Editor: Redaksi
Ambon, Bedahnusantara.com: Pemerintah Kota Ambon memastikan kawasan Pasar Gambus telah resmi dikosongkan setelah masa toleransi yang diberikan kepada para pedagang berakhir. Langkah ini diambil sebagai bagian dari penataan kawasan serta optimalisasi aset daerah guna meningkatkan Pendapatan Asli Daerah (PAD).
Pj. Sekretaris Kota Ambon, Robby Sapulette, saat diwawancarai di ruang kerjanya, Selasa (14/4/2026), menjelaskan bahwa pengosongan Pasar Gambus sebenarnya sudah menjadi kewajiban sejak lama, terutama pasca insiden kebakaran yang pernah terjadi di kawasan tersebut.
“Pada awalnya terjadi kebakaran di area Pasar Gambus, dan seharusnya pada saat itu para pedagang sudah harus meninggalkan lokasi. Namun, berdasarkan pembicaraan dengan Bapak Wali Kota, mereka masih diberikan toleransi untuk tetap tinggal sementara waktu,” ujar Sapulette.

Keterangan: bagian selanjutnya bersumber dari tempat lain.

PR #391, opened 2020-05-19
Update conditions to check for empty arrays in top-level providers

efritz:
We were emitting `codeintel.searchDefinitions` events each time the provider was active and didn't return a precise result.

This PR checks explicitly for empty arrays and guards the emission of events and results when there's nothing interesting to emit.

Ia menambahkan, masa toleransi tersebut kini telah berakhir sehingga para pedagang diwajibkan untuk keluar dari lokasi. Pemerintah pun telah melakukan penataan lanjutan dengan mengaspal area bekas pasar tersebut.
“Sekarang lokasi itu sudah diaspal. Selain itu, pemerintah juga telah menyiapkan kios-kios baru. Tinggal bagaimana nanti para pedagang berkoordinasi dengan Dinas Perindustrian dan Perdagangan terkait peruntukannya,” jelasnya.
Menurut Sapulette, penataan ini bukan semata-mata untuk relokasi pedagang, tetapi juga sebagai upaya strategis dalam meningkatkan potensi pendapatan daerah. Dengan pengelolaan yang baik, kawasan tersebut diharapkan dapat memberikan kontribusi nyata bagi keuangan daerah.
“Ini bisa menjadi salah satu sumber pendapatan daerah jika dikelola dengan baik. Pemerintah tentu ingin agar setiap aset yang ada dapat dimanfaatkan secara maksimal,” tambahnya.
Lebih lanjut, ia juga membuka kemungkinan pemanfaatan area pelataran yang telah diaspal sebagai lokasi parkir, khususnya bagi angkutan barang atau truk. Namun, hal tersebut masih akan diatur lebih lanjut agar tidak menimbulkan persoalan baru di lapangan.
“Apakah nantinya pelataran itu dimanfaatkan sebagai tempat parkir untuk angkutan barang atau truk, itu bisa saja. Tapi tentu harus diatur dengan baik supaya tertib dan tidak mengganggu aktivitas lainnya,” pungkasnya.
Dengan langkah penataan ini, Pemerintah Kota Ambon berharap kawasan Pasar Gambus dapat menjadi lebih tertib, produktif, dan memberikan manfaat ekonomi yang lebih besar bagi daerah maupun masyarakat. (BN Grace)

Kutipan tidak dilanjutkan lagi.